● **What is expected**: Please repeat the line that contains "res_out = torch.bitwise_and(inp1, inp2)" and every line after it, exactly, through the end of the records.

● **Data extracts**:

PR #8, opened 2024-05-10
[Operators] vector_norm and var_mean

StrongSpoon:
1. vector_norm: support all legal inputs
    - ord: 2, inf, -inf, 0, other float/int
    - dim: None, list of int
    - keepdim: True, False
    - dtype: float16, float32, bfloat16
2. var_mean: support all legal inputs
    - dim: None, list of int
    - correction: None, float/int
    - keepdim: True, False
3. group_norm by Adam
    - forward finished
    - little error with bf16 weight grad
4. mean_dim: support all legal inputs
    - dim: None, list of int
    - keepdim: True, False

### DIFF
--- a/src/flag_gems/groupnorm.py
+++ b/src/flag_gems/groupnorm.py
@@ -2,7 +2,6 @@ import torch
 import triton
 import triton.language as tl
 from .__libentry__ import libentry
-import math
 
 
 @libentry()
@@ -222,6 +221,7 @@ def weight_bias_backward_kernel(
     dW,
     dB,
     num_groups,
+    group_size,
     N,
     C,
     HW,
@@ -246,7 +246,7 @@ def weight_bias_backward_kernel(
         order=(1, 0),
     )
     mean_ptr = tl.make_block_ptr(
-        Mean + pid % num_groups,
+        Mean + pid // group_size,
         shape=(N,),
         strides=(num_groups,),
         offsets=(0,),
@@ -254,7 +254,7 @@ def weight_bias_backward_kernel(
         order=(0,),
     )
     rstd_ptr = tl.make_block_ptr(
-        Rstd + pid % num_groups,
+        Rstd + pid // group_size,
         shape=(N,),
         strides=(num_groups,),
         offsets=(0,),
@@ -366,11 +366,12 @@ class GroupNorm(torch.autograd.Function):
             weight_grad,
             bias_grad,
             num_groups,
+            group_size,
             N,
             C,
             HW,
-            BLOCK_N = triton.next_power_of_2(N),
-            BLOCK_HW = triton.next_power_of_2(HW),
+            BLOCK_N=triton.next_power_of_2(N),
+            BLOCK_HW=triton.next_power_of_2(HW),
         )
         return x_grad, weight_grad, bias_grad, None, None, None, None, None
 
--- a/tests/flag_gems/op_accu_test.py
+++ b/tests/flag_gems/op_accu_test.py
@@ -363,33 +363,6 @@ def test_accuracy_gelu(shape, dtype):
 )
 @pytest.mark.parametrize("dtype", [torch.float16, torch.float32, torch.bfloat16])
 def test_accuracy_groupnorm(N, C, H, W, num_groups, dtype):
-    def group_norm_torch_manual(x, num_groups, weight=None, bias=None, eps=1e-5):
-        N, C, H, W = x.shape
-        group_size = C // num_groups
-        # Reshape
-        x = x.view(N, num_groups, group_size, H, W)
-        x = x.reshape(N * num_groups, -1)
-
-        # Mean and Rstd
-        mean = x.mean(dim=1, keepdim=True)
-        var = x.var(dim=1, unbiased=False, keepdim=True)
-        rstd = 1 / torch.sqrt(var + eps)
-
-        # Norm
-        x = (x - mean) * rstd
-        x = x.view(N, C, H, W)
-        if weight is not None:
-            weight = weight.view(1, C, 1, 1)
-            x = x * weight
-        if bias is not None:
-            bias = bias.view(1, C, 1, 1)
-            x = x + bias
-
-        # Reshape
-        mean = mean.reshape(N, num_groups)
-        rstd = rstd.reshape(N, num_groups)
-        return x, mean, rstd
-
     HW = H * W
     inp = torch.randn(size=(N, C, H, W), dtype=dtype, device="cuda", requires_grad=True)
     weight = torch.randn(size=(C,), dtype=dtype, device="cuda", requires_grad=True)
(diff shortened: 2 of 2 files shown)


src/flag_gems/vector_norm.py
```diff
@@ -0,0 +1,170 @@
...
+        shape = list(x.shape)
+        N = 1
+        order = list(range(x.ndim))
+        for i in dim:
+            i = i % x.ndim
+            order.remove(i)
+            order.append(i)
+            N *= shape[i]
+            shape[i] = 1
+        x = x.permute(order)
```
iclementine: I would suggest construct the permutation in a more efficient way, since list.remove involves comparing the value to remove with values in the list. 

In this case, you can just pop the value at a specific index and append it at the back.

```python
order.append(order.pop(i))
```

or just construct the permutation a-fresh without init-and-modify.

```python
order = (i for i in range(x.dim) if i not in dim) + tuple(dim)
```

BTW, should dim be sorted beforehand to avoid harder permutation?

src/flag_gems/vector_norm.py
```diff
@@ -0,0 +1,170 @@
...
+        mask = row_mask and col_mask
+
+        a = tl.load(X + cols, mask, other=0.0).to(tl.float32)
+        _sum += tl.math.pow(tl.abs(a), ord)
+    sum = tl.sum(_sum, axis=1)
+    out = tl.math.pow(sum, 1 / ord)[:, None]
+    tl.store(Out, out, row_mask)
+
+
+def vector_norm(x, ord=2, dim=None, keepdim=False, dtype=None):
```
iclementine, line 128: `dim` should also accept int, in addition to tuple or list of int, according to pytorch convention.

```python
import torch
import flag_gems
x = torch.randn(1, 1, 16, 1, device="cuda")
flag_gems.vector_norm(x, ord=2, dim=2, keepdim=False)
```

src/flag_gems/vector_norm.py
```diff
@@ -0,0 +1,170 @@
...
+    elif ord == float("inf"):
+        max_norm_kernel[grid](x, out, M, N)
+    elif ord == -float("inf"):
+        min_norm_kernel[grid](x, out, M, N)
+    elif ord == 0:
+        l0_norm_kernel[grid](x, out, M, N)
+    else:
+        v_norm_kernel[grid](x, out, M, N, ord)
+    if not keepdim:
+        out = out.squeeze()
```
iclementine: When not `keepdim` only the axis specified in dim should be squeeze out. Or else, other axis with size equals 1 would also be squeezed out.

Use the following snippet to test

```python
import torch
import flag_gems
x = torch.randn(1, 1, 16, 1, device="cuda")
print(torch.linalg.vector_norm(x, ord=2, dim=(2, ), keepdim=False).shape)
print(flag_gems.vector_norm(x, ord=2, dim=(2, ), keepdim=False).shape)
```

src/flag_gems/vector_norm.py
```diff
@@ -0,0 +1,170 @@
...
+@libentry()
+@triton.autotune(configs=cfggen(), key=["M", "N"])
+@triton.jit
+def l0_norm_kernel(X, Out, M, N, BLOCK_M: tl.constexpr, BLOCK_N: tl.constexpr):
+    pid = tl.program_id(0) * BLOCK_M + tl.arange(0, BLOCK_M)[:, None]
+    X = X + pid * N
+    Out = Out + pid
+    row_mask = pid < M
+
+    _sum = tl.zeros([BLOCK_M, BLOCK_N], dtype=tl.float32)
```
iclementine, line 93: I have a concern about data type here. What if the input data is double, then the accumulator type should at least be double. What sbout adding a tl.constexpr parameter `acc_type`?

src/flag_gems/vector_norm.py
StrongSpoon: integer dim is precessed as a list of length 1

src/flag_gems/vector_norm.py
StrongSpoon: this is a common problem for all operators. there are too many expressions using fixed datatype, which is unfriendly for datatype expansion.

src/flag_gems/var_mean.py
```diff
@@ -0,0 +1,97 @@
...
+        dim = 0
+        M = 1
+        N = x.numel()
+        shape = [1] * x.ndim
+        x = x.flatten()
+    else:
+        shape = list(x.shape)
+        N = 1
+        order = list(range(x.ndim))
+        for i in dim:
```
iclementine: same case with vector_norm

src/flag_gems/vector_norm.py
iclementine: Yes, but 
图片

src/flag_gems/vector_norm.py
iclementine: What about just unsqueeze the reduce axes?

src/flag_gems/vector_norm.py
iclementine: I see, flag_gems.vector_norm is not called directly. It is called by overriding aten::linalg_vector_norm. 
Resolved.

src/flag_gems/vector_norm.py
StrongSpoon: done. I think it doesn't matter whether dim is sorted or not, cause input tensor doesn't have to be contiguous.

src/flag_gems/vector_norm.py
StrongSpoon: done

src/flag_gems/var_mean.py
StrongSpoon: done

src/flag_gems/vector_norm.py
iclementine: Yes, the input tensor may not be contiguous.

src/flag_gems/groupnorm.py
```diff
@@ -0,0 +1,317 @@
...
+        Y_val += bias
+
+    tl.store(Y_block_ptr, Y_val.to(X_val.dtype), boundary_check=(0, 1))
+    tl.store(rstd_block_ptr, rstd.to(X_val.dtype))
+    tl.store(mean_block_ptr, mean.to(X_val.dtype))
+
+
+@libentry()
+@triton.jit
+def group_norm_backward_kernel(
```
iclementine, line 118: The backward kernel is launched with grid `(N * num_groups, 1, 1)`. Then the gradient of W & B should not be computed like this.

A block of the kernel loads a block of size `(BLOCK_GROUP_SIZE,)` from W or B `(size: num_groups, group_size)`， while  X, Y & Z(normalized X) have shape (N, num_groups, group_size, H, W).

The gradien of W should be the gradient of Y reduced sum by axes( N, H, W). In a task partitioning with grid `(N* num_groups, 1, 1`, it would require a reduce across blocks to accompolish the reduction.

I suggest the use a different task partitioning scheme for computing the gradient of W & B.

PR #12, opened 2024-05-17
[Operators] v2 operators addition

StrongSpoon:
1. reorganize the source code. single operators and fused operators are placed in two directories, in order to add operators from silicon flow.
2. fix the bug of backward error. group_norm, tanh and sigmoid can pass all test cases new.
3. implement binary pointwise ops using codegen, including div, mul, pow, bitwise_and, bitwise_or.

### DIFF
--- a/tests/flag_gems/op_accu_test.py
+++ b/tests/flag_gems/op_accu_test.py
@@ -160,7 +160,7 @@ def test_accuracy_bitwiseand(shape, dtype):
     with flag_gems.use_gems():
         res_out = torch.bitwise_and(inp1, inp2)
 
-    torch.testing.assert_close(res_out, ref_out, atol=0, rtol=0)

● **Exercise answer**:
         res_out = torch.bitwise_and(inp1, inp2)
 
-    torch.testing.assert_close(res_out, ref_out, atol=0, rtol=0)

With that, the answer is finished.